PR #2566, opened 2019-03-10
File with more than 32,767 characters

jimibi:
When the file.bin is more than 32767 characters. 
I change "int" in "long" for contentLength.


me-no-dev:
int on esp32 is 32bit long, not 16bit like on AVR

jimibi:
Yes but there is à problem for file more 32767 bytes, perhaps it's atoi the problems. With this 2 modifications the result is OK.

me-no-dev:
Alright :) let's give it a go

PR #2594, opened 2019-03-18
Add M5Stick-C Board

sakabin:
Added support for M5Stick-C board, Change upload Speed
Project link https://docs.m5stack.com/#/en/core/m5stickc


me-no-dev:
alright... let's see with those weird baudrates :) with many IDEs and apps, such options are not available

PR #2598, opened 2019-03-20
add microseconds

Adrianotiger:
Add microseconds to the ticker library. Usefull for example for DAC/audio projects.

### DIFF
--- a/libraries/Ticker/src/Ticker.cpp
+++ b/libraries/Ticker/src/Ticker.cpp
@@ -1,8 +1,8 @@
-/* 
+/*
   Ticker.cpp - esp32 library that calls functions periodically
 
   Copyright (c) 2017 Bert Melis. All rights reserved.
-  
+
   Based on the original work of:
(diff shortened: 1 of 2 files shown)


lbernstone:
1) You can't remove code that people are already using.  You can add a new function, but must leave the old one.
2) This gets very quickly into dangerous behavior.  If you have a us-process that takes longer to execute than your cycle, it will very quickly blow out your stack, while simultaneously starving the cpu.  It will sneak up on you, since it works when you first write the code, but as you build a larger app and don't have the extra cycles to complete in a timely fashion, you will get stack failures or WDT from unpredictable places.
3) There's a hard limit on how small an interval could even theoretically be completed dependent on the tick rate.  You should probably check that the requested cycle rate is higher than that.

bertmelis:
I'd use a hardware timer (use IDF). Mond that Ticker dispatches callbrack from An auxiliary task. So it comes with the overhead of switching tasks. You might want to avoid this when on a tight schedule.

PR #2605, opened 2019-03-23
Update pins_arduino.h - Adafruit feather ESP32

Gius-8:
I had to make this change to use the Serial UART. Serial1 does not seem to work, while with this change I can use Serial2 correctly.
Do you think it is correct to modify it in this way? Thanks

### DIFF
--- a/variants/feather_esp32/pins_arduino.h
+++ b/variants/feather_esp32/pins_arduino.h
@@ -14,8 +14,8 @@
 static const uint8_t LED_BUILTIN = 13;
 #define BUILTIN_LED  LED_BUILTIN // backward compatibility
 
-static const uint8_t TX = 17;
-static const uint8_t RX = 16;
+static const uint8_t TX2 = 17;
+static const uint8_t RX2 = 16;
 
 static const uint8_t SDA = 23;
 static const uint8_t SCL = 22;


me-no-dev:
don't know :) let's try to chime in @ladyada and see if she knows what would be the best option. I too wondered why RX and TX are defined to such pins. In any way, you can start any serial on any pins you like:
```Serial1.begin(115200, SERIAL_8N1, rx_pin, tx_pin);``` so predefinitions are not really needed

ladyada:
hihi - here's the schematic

_EXERCISE PROMPT_.
Look over the records. Copy the lines that include the word "more".

_RESULT_.
File with more than 32,767 characters
When the file.bin is more than 32767 characters. 
Yes but there is à problem for file more 32767 bytes, perhaps it's atoi the problems. With this 2 modifications the result is OK.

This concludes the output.